Residuals vs sample order (if applicable): non-random patterns suggest the rows are not independent.
[7]:
fitted = model_full.fitted_values_
resid = model_full.residuals_
resid_clean = resid[np.isfinite(resid)]
_fig, axes = plt.subplots(1, 3, figsize=(11, 3.2))
axes[0].scatter(fitted, resid_clean, s=25, color="#1f77b4")
axes[0].axhline(0, color="k", linewidth=0.8)
axes[0].set_xlabel("Fitted")
axes[0].set_ylabel("Residual")
axes[0].set_title("Residuals vs fitted")
axes[1].hist(resid_clean, bins=10, color="#1f77b4", edgecolor="k")
axes[1].set_xlabel("Residual")
axes[1].set_title("Residual distribution")
stats.probplot(resid_clean, dist="norm", plot=axes[2])
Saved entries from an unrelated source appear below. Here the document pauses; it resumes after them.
PR #1280, opened 2024-07-31
Feat/batch ingest events for balance calculation

GAlexIHU:
## Overview

Fixes #(issue)


GAlexIHU:
DLQ should have maxretries implemented

internal/entitlement/balanceworker/worker.go
```diff
@@ -65,9 +67,14 @@ type highWatermarkCacheEntry struct {
...
 
+type connectors struct {
+	entitlement *registry.Entitlement
+	repo        BalanceWorkerRepository
+}
+
 type Worker struct {
 	opts       WorkerOptions
-	connectors *registry.Entitlement
+	connectors connectors
```
turip, line 77:
```suggestion
	entitlement *registry.Entitlement
	repo BalanceWorkerRepository
```

I don't think we need another level of grouping here, WDYT?

internal/entitlement/postgresadapter/entitlement.go
```diff
@@ -26,7 +28,12 @@ type entitlementDBAdapter struct {
 	db *db.Client
 }
 
-func NewPostgresEntitlementRepo(db *db.Client) entitlement.EntitlementRepo {
+type repo interface {
```
turip, line 31: maybe not, but I would prefer to not have this interface here depending on entitlement + balanceworker.

Instead, we should not have interface constraints here, and whenever we want to use the return value of NewPostgresEntitlementRepo the checking should happen there.

That would hugely decrease the dependency hell we have between the packages.

This interface constraining also necessitates the splitting of registry/builder just because we are using the repo directly inside the balanceworker.

internal/event/spec/parser.go
```diff
@@ -64,9 +64,9 @@ func newCloudEventFromSpec(meta *EventTypeSpec, spec EventSpec) event.Event {
 	return ev
 }
 
-// ParseCloudEvent unmarshals a single CloudEvent into the given payload
+// ParseCloudEvent unmarshals and validates a single CloudEvent into the given payload
```
turip, line 67: <3

internal/watermill/middleware/dlq.go
```diff
@@ -0,0 +1,96 @@
...
+	msg.Metadata.Set(DLQErrorReasonKey, err.Error())
+	msg.Metadata.Set(DLQOriginalTopicKey, message.SubscribeTopicFromCtx(msg.Context()))
+
+	// Don't intercept error from publish. Can't help you if the publisher is down as well.
+	return dlq.pub.Publish(dlq.topic, msg)
+}
+
+func (dlq deadLetterQueue) Middleware(h message.HandlerFunc) message.HandlerFunc {
+	// Capture return values from the handler
+	return func(msg *message.Message) (events []*message.Message, err error) {
```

axes[2].set_title("Q-Q plot")
plt.tight_layout()
plt.show()
What to try next#
Drop the predictor with the largest p-value and re-fit; compare the coefficient estimates of the two retained predictors. They should change because of the collinearity between the three chemistry variables.
Try
OLS(fit_intercept=False)to see what an origin-passing fit looks like; the diagnostics shift even though the data does not.For correlated predictors, switch to PLS to avoid the variance-inflation problem altogether. See the latent-variable case studies for examples.